■ Aim of the exercise
Below are entries; copy exactly the lines from the one with "Changed the wildcard" through the one with "wildcard address. *(sic)*", both included, and leave out the rest.
BEGIN
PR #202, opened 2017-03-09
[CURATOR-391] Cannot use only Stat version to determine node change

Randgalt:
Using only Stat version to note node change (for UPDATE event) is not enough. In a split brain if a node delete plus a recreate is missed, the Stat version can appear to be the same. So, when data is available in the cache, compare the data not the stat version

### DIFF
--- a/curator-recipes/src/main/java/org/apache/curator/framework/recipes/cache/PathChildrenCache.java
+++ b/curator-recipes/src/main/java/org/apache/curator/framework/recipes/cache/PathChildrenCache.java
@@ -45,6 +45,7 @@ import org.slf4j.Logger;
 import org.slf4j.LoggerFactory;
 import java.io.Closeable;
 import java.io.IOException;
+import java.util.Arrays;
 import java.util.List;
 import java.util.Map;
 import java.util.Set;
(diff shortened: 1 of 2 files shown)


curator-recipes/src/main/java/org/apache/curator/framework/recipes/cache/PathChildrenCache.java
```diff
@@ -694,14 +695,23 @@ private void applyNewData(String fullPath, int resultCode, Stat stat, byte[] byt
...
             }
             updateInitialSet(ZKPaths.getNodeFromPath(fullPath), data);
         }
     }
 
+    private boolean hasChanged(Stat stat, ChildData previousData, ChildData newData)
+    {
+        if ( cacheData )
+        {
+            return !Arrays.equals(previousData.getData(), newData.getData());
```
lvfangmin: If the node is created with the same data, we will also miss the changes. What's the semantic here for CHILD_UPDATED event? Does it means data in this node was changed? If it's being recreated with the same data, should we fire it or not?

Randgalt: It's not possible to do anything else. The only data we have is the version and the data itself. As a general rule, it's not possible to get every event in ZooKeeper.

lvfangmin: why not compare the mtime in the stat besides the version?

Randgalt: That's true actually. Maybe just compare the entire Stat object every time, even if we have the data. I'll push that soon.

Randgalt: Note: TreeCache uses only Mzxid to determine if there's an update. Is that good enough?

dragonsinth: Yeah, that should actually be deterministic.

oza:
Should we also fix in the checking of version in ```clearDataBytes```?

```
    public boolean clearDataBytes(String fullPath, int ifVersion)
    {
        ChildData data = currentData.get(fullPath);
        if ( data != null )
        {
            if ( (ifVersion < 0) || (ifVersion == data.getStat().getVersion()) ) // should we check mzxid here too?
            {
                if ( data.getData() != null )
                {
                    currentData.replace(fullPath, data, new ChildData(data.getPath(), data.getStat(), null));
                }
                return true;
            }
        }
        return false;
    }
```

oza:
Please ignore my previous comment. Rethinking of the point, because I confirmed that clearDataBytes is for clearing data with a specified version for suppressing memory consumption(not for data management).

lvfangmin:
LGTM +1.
END
BEGIN
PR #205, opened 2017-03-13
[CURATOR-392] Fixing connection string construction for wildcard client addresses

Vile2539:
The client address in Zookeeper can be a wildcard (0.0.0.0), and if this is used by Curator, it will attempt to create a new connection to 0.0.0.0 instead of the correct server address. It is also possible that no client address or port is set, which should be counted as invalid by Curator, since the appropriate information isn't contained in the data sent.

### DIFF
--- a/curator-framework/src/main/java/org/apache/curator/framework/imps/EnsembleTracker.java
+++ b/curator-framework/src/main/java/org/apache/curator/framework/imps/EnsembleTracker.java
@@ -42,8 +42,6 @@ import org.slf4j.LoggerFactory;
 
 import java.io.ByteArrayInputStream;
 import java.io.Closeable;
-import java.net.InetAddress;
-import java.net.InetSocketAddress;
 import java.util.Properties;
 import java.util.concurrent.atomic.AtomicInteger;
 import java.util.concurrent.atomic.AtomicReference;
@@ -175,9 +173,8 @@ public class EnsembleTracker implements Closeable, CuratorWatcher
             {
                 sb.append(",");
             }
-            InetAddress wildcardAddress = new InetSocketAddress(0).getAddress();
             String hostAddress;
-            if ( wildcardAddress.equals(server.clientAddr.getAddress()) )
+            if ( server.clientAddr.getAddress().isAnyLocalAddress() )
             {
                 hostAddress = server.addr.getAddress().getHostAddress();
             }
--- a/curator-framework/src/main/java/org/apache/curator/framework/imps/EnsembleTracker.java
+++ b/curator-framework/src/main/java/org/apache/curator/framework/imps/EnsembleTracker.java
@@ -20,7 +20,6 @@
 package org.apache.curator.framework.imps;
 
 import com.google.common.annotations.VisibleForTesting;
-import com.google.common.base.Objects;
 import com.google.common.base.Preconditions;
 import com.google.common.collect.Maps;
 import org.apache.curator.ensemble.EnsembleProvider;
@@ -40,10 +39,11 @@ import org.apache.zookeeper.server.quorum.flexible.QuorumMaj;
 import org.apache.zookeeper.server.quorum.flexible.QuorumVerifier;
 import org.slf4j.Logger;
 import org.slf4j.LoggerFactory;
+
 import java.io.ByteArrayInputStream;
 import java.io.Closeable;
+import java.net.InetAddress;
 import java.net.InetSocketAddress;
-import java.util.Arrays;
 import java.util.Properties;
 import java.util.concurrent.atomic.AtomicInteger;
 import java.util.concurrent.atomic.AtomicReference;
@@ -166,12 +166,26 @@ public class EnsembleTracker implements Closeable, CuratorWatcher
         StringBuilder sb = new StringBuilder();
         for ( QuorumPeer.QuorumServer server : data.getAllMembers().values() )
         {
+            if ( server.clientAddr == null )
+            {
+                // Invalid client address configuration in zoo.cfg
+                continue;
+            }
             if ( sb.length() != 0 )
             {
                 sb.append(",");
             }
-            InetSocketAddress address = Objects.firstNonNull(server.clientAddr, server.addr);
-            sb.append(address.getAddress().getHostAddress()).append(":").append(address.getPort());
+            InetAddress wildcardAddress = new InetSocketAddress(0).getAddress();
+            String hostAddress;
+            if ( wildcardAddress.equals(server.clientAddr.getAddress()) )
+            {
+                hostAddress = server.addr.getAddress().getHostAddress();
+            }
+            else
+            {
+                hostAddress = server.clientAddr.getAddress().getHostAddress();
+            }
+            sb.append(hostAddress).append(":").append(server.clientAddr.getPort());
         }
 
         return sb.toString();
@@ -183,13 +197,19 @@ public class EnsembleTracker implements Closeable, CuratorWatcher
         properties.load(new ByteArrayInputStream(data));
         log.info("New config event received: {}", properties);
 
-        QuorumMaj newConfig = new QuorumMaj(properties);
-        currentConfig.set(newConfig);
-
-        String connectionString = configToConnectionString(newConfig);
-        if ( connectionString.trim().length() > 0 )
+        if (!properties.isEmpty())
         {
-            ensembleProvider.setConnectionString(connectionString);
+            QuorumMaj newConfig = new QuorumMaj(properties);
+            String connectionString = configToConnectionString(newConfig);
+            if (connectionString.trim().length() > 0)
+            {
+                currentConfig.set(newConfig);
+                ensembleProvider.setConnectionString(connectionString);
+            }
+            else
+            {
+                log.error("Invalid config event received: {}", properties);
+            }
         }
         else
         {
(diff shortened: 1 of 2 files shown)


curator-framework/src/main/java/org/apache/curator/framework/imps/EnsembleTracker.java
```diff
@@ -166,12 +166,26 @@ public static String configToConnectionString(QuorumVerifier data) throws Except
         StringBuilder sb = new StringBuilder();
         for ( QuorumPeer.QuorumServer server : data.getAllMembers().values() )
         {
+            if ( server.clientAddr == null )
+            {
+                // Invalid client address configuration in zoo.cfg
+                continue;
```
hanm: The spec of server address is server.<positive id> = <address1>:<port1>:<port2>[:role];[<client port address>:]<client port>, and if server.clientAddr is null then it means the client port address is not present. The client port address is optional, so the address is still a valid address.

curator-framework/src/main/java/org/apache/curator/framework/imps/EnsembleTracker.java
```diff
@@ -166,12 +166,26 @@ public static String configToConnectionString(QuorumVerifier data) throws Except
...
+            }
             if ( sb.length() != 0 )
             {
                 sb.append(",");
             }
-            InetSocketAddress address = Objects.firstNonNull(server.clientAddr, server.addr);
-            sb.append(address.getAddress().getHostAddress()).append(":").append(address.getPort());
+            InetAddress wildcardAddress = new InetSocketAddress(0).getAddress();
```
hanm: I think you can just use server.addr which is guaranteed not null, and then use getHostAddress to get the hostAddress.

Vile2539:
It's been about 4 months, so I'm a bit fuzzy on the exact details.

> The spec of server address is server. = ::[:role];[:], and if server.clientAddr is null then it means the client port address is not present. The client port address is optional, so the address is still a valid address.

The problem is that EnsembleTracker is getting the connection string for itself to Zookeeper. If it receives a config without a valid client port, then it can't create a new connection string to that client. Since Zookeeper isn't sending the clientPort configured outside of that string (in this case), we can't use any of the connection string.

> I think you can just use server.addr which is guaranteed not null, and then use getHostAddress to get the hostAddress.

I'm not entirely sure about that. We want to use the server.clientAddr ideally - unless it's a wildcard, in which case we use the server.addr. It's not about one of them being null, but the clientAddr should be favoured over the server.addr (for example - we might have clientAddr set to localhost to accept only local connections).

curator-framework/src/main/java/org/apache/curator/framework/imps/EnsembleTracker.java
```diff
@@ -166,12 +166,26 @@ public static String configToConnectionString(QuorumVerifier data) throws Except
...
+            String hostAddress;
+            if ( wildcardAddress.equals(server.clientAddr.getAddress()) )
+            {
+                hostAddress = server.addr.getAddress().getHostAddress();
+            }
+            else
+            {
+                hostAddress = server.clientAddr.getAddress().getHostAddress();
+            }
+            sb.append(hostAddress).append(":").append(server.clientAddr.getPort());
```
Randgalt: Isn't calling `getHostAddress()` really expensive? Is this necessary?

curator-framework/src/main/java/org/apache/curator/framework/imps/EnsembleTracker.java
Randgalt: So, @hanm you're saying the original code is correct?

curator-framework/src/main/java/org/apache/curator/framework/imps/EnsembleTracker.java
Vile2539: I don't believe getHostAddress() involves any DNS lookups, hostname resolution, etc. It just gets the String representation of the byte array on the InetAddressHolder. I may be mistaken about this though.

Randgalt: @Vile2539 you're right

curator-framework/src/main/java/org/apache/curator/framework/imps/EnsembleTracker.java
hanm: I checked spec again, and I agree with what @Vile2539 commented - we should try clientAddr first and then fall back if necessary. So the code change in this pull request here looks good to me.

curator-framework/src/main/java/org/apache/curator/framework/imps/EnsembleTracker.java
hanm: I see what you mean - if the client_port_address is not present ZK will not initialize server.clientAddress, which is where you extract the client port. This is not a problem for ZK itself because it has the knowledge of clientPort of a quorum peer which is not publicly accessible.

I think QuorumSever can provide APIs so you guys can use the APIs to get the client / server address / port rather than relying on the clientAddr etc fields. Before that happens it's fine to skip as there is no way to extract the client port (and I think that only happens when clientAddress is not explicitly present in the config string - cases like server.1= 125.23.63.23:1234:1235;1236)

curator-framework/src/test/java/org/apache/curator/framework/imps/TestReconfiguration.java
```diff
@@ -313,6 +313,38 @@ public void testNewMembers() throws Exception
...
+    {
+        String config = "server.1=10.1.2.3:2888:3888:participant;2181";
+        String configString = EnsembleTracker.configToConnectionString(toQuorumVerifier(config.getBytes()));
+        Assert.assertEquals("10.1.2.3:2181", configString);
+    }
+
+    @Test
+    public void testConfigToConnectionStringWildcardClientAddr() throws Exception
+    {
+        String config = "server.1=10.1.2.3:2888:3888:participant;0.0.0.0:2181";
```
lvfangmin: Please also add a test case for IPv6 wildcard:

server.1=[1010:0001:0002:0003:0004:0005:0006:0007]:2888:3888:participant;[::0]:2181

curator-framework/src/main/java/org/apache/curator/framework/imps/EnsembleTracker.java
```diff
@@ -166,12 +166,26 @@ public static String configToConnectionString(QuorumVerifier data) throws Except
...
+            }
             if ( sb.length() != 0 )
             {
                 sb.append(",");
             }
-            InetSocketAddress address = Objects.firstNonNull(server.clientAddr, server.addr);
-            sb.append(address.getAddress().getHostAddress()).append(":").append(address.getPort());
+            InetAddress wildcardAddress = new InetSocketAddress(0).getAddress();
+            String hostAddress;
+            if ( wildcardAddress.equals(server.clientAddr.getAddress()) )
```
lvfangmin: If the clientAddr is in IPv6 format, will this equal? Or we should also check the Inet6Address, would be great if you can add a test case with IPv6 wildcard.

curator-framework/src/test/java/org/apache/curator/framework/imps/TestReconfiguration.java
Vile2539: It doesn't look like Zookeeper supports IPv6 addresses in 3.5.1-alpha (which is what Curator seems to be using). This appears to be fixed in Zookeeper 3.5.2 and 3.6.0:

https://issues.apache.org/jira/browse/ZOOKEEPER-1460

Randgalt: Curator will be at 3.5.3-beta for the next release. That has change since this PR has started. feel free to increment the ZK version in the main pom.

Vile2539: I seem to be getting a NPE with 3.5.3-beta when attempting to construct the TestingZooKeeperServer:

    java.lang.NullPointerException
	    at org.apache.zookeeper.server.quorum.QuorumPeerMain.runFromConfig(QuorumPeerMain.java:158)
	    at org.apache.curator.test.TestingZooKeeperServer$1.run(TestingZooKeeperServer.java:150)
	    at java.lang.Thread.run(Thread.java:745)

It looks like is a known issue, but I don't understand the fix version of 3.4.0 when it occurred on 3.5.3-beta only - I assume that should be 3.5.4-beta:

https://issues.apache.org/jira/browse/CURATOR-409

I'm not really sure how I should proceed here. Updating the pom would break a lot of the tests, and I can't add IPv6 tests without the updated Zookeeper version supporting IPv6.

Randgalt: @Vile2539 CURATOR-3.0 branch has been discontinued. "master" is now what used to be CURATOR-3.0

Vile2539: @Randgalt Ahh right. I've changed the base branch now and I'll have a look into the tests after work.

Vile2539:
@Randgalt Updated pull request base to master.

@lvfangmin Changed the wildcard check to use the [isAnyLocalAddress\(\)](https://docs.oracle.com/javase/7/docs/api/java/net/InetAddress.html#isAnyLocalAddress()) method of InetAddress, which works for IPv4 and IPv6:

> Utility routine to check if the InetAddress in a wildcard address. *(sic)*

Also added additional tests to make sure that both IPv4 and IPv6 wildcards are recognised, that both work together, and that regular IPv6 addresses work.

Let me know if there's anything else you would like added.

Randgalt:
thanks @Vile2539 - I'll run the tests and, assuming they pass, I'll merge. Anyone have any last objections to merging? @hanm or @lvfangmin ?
END
■ Result below
@lvfangmin Changed the wildcard check to use the [isAnyLocalAddress\(\)](https://docs.oracle.com/javase/7/docs/api/java/net/InetAddress.html#isAnyLocalAddress()) method of InetAddress, which works for IPv4 and IPv6:

> Utility routine to check if the InetAddress in a wildcard address. *(sic)*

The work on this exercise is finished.